All chlorophyll-free organisms act in a transforming and disturbing manner on the organic compounds from which they obtain their nourishment, and while they themselves grow and multiply, they produce, each after its kind, compounds of a less degree of complexity, i.e. they produce fermentation, putrefaction, sometimes the formation of poisons, and in living beings often disease.
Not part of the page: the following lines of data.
PR #120, opened 2016-12-01
Create token api: POST /v1/token

pallavi2209:
Updated Controller logic
Updated Swagger docs
Updated tests

### DIFF
--- a/api/v1/controllers/token.js
+++ b/api/v1/controllers/token.js
@@ -7,52 +7,54 @@
  */
 
 /**
- * api/v1/controllers/apiaccess.js
+ * api/v1/controllers/token.js
  */
-
-const configuredPassport = require('../../../index').passportModule;
 const httpStatus = require('../constants').httpStatus;
 const u = require('../helpers/verbs/utils');
 const apiErrors = require('../apiErrors');
 const jwtUtil = require('../../../utils/jwtUtil');
+const helper = require('../helpers/nouns/tokens');
 
 const resourceName = 'token';
 
 module.exports = {
 
   /**
-   * Authenticates user and sends token in response with status code 200
-   * if authenticated else responds with error.
+   * Authenticates user using provided token and creates new token with given
+   * name. Saves created token to db and sends token in response with status
+   * code 201 if token craeted, else responds with error.
    * @param {IncomingMessage} req - The request object
    * @param {ServerResponse} res - The response object
    * @param {Function} next - The next middleware function in the stack
    *
    */
-
-  // this endpoint will be replaced with new create token endpoint.
   postToken(req, res, next) {
-    configuredPassport.authenticate('local-login', (err, user/* , info */) => {
-      if (err) {
-        return u.handleError(next, err, resourceName);
-      }
-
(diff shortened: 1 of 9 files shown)


api/v1/swagger.yaml
```diff
@@ -4470,11 +4470,16 @@ paths:
...
+      summary: Create a new api access token
       tags: [ token ]
       description: >-
-        Authenticate a user with email and password and create an api access
-        token.
+        Create a new api access token by providing a token in header.
+        If the Refocus configuration parameter `useAccessToken` is set to 
+        `true`, you must include an `Authorization` request header with your 
+        [JSON Web Token](https://tools.ietf.org/html/rfc7519) (JWT) as the 
+        value. You can get a token using `POST /v1/register` or `POST /v1/token`.
```
iamigo: line 4482: POST /v1/token**s**

api/v1/controllers/token.js
```diff
@@ -7,52 +7,54 @@
...
-      return res.status(httpStatus.OK).json({
-        success: true,
-        message: 'Enjoy your token!',
-        token: createdToken,
+    // req.user is set when verifying token with user details. If req.user is
+    // not set, then return error.
+    if (!req.user || !req.user.name) {
+      const tokenErr = new apiErrors.LoginError({
+        explanation: 'Unable to parse token. Please make sure that you have ' +
+         'provided token in header.',
```
iamigo: "... you have provided token in header."

should be

"... you include an Authorization header (i.e. `Authorization=YOUR_TOKEN`) with your POST request."

api/v1/controllers/token.js
```diff
@@ -7,52 +7,54 @@
...
       });
-    })(req, res, next);
+      tokenErr.resource = resourceName;
+      return u.handleError(next, tokenErr, resourceName);
+    }
+
+    // create tokem to be returned in response.
```
iamigo: "tokem" should be "token"

api/v1/swagger.yaml
```diff
@@ -4484,33 +4489,40 @@ paths:
...
                 type: string
                 maxLength: 254
                 description: >
-                  The user's email address.
-              password:
-                type: string
-                format: password
-                description: >
-                  The user's password.
+                  The name of token. Token name should be unique for a user.
```
iamigo: A name for your new token. Token name must be unique for a user. Best practice is to select a name which reminds you of how you intend to use the token, e.g. "PushSamplesFromSystemXyz".

api/v1/swagger.yaml
pallavi2209: @iamigo Actually /v1/tokens does not work. We had /v1/token endpoint until now because we started with only one token create/return.
Now we can change this endpoint to /v1/tokens, but this will touch a lot of files. So, I did not clutter this PR. I am going to create next PR with just /v1/token -> /v1/tokens changes.

iamigo: Got it. OK.

pallavi2209:
@iamigo updated the PR

PR #121, opened 2016-12-01
Make token endpoint plural, v1/token -> /v1/tokens

pallavi2209:
Also, tried to fix flapping ssoconfig test.


pallavi2209:
This PR is based on #120, should be merged after that.

PR #122, opened 2016-12-02
Writeperms db

iamigo:


shriramshankar:
@iamigo just read your spike and the user doc on this. So, this is just to do with phase 1 correct?

iamigo:
@shriramshankar: correct. We'll tackle Phase II (defining groups of users and assigning permissions by group) later.

db/model/subject.js
```diff
@@ -440,9 +446,7 @@ module.exports = function subject(seq, dataTypes) {
 
               return resolve(inst);
             })
-            .catch((err) => {
-              return reject(err);
-            });
+            .catch(reject);
```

Those organisms which produce fermentation are called ferments; this word, however, is also employed for similar transformations in purely chemical materials (inorganic ferments or enzymes). Many organic (“living”) ferments, among which are Yeast-cells and Bacteria, give off during their development certain inorganic and soluble ferments (enzymes) which may produce other transformations without themselves being changed. Different organisms may produce in the same substratum different kinds of transformation; alcoholic fermentation may for instance be produced by different species of Fungi, but in different proportions, and the same species produces in different substrata, different transformations (e.g. the Vinegar-bacteria oxydize diluted alcohol to vinegar, and eventually to carbonic acid and water).
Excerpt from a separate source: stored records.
PR #123, opened 2016-12-02
sample filter test

annyhe:
- with lint fixes
- api: use $in for enums
- add enum values for resources with enums (aspect, sample)

### DIFF
--- a/api/v1/helpers/verbs/findUtils.js
+++ b/api/v1/helpers/verbs/findUtils.js
@@ -13,6 +13,8 @@
 const u = require('./utils');
 const constants = require('../../constants');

In the study of Bacteria it is absolutely necessary to sterilize the vessels employed in cultivation, the apparatus, and nutrient solutions, i.e. to free them from Bacteria germs and also to preserve the cultures from the intrusion of any foreign germs (“pure-cultures”). A firm, transparent, nutritive medium is frequently employed. This may be prepared by adding to the nutrient solutions (broth) either gelatine, or—when the Bacteria are to be cultivated at blood-heat—serum of sheep’s or calf’s blood, agar-agar or carragen; serum alone may in itself serve as a nutrient medium. The so-called “plate-cultures” are frequently employed, i.e. the germs are isolated by shaking them with the melted liquid nutrient gelatine, which is then spread on a glass plate and allowed to coagulate; when later on the individual germs grow into colonies, these remain separate in the solid substratum and it is easy to pursue their further development. Similar plate-cultures may also be cultivated in test-tubes and on microscopic slides. The slides and glass plates must be placed in “moist chambers” free from Bacteria. By sowing a few cells (if possible one) using a fine platinum wire, pure cultures for further investigation may be obtained.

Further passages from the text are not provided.